Firefighters in Phoenix, Anchorage, Alaska, and Vancouver, British Columbia, reported losing clean air while wearing Draeger air packs, according to published reports.

“We have been in communication with the requesting fire departments,” said Christina M. Spring, a CDC spokeswoman. “We have requested respirators to investigate their performance and are waiting to receive the requested respirators to conduct further tests.”

Draeger is cooperating and confident that investigators will find its equipment safe and in compliance with standards, said Tim Martin, a company spokesman.

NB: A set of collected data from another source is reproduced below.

PR #985, opened 2025-04-10
[babel-plugin] Refactor defineVars unit tests

necolas:
* Use OSS defaults in tests.
* Reorganize tests.
* Simplify fixtures to focus on subject of test.
* Snapshot metadata.

image

### DIFF
--- a/packages/babel-plugin/__tests__/transform-define-vars-test.js
+++ b/packages/babel-plugin/__tests__/transform-define-vars-test.js
@@ -12,19 +12,16 @@ jest.autoMockOff();
 const { transformSync } = require('@babel/core');
 const stylexPlugin = require('../src/index');
 
-const classNamePrefix = 'x';
 const defaultOpts = {
-  unstable_moduleResolution: { type: 'haste' },
-  classNamePrefix,
   debug: false,
+  unstable_moduleResolution: {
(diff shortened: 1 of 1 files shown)


mellyeliu (approved):

packages/babel-plugin/__tests__/transform-define-vars-test.js
```diff
@@ -12,797 +12,602 @@ jest.autoMockOff();
...
+                "rtl": null,
+              },
+              0,
+            ],
+          ],
+        }
+      `);
     });
 
-    test('transforms variables object with named import', () => {
```
mellyeliu, line 163: is there a reason we're dropping testing named imports? i think there's extra handling in the transform to scan named imports we probably do want to test

necolas: there's another test file just for imports - those tests don't belong here. we've been duplicating so many tests (without full coverage) just to check if they also work when the imports are aliased

mellyeliu: makes sense! are you referring to `transform-import-test`? we'll need to add tests for each transform separately to make sure it's still transpiled with aliases

PR #987, opened 2025-04-10
[babel-plugin] Snapshot metadata in transform-create-test

necolas:
* Add `metadata` snapshots to transform-create-test instead of using `runtimeInjection`.
* Delete separate `metadata-test` file.


nmn (approved):
makes sense.

PR #1055, opened 2025-05-08
Remove addSpecificityLevel

necolas:
Test impact on CSS bundle size of the addSpecificityLevel hack. Before adds the selectors. After removes them


necolas:
Confirmed minimal impact on compressed size

PR #1064, opened 2025-05-16
[babel-plugin] Make 'property-specificity' the default 'styleResolution'

necolas:
Changing the default styleResolution enforces more disallowed shorthands and reduces the size of the generated JavaScript objects.

Summary of the benchmark results is below.

* 10% faster compilation of `create`.
* 35% less generated JS after minification.
* 8% less generated JS after compression.
* No significant change to size of CSS.
* 48% faster runtime merging by default (with caching).
* 630% faster runtime merging without caching.

Every metric we track is significantly improved or neutral as a result of this change.

Notes:

1. This change primarily affects styles using shorthands. Some of the benchmark fixtures (e.g., "basic create") contain a greater proportion of these styles than others, (e.g., "complex create"), which explains some of the differences in results.
2. The generated JS results are "synthetic", because the fixtures are almost 100% StyleX code and not StyleX mixed in with other JS as is the case in practice (e.g., when used in React components). In real-world scenarios we should expect to see far less impact on the total size of JS bundles, as StyleX-generated JS will be a smaller fraction of the total JS. But we can still conclude that the JS generated by StyleX will be reduced by about 35% in total.


mellyeliu (approved):
lgtm! js size improvements look great

maybe we queue this for the next release because the 0.13.0 has some breaking changes already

Ralf Drews, Draeger’s CEO, said company technicians conducted extensive testing and determined the equipment operates properly.

“We have attempted to replicate the alleged instances of product malfunction … but could not,” Drews said in an emailed statement. “Technicians analyzed our equipment but could find nothing wrong with its engineering or design.

“The only conclusion we can draw is that the reports of product malfunction in DeKalb County stem from improper product maintenance and care.”

Drews said the company’s investigation of two reported problems with its equipment in Phoenix showed they resulted from “improper field use of the equipment.”

The company determined that problems reported by firefighters in Alaska and British Columbia were “noncritical, low-order issues that may happen with any product and are not in any way dangerous or life-threatening to firefighters,” Drews said. He did not specify those problems.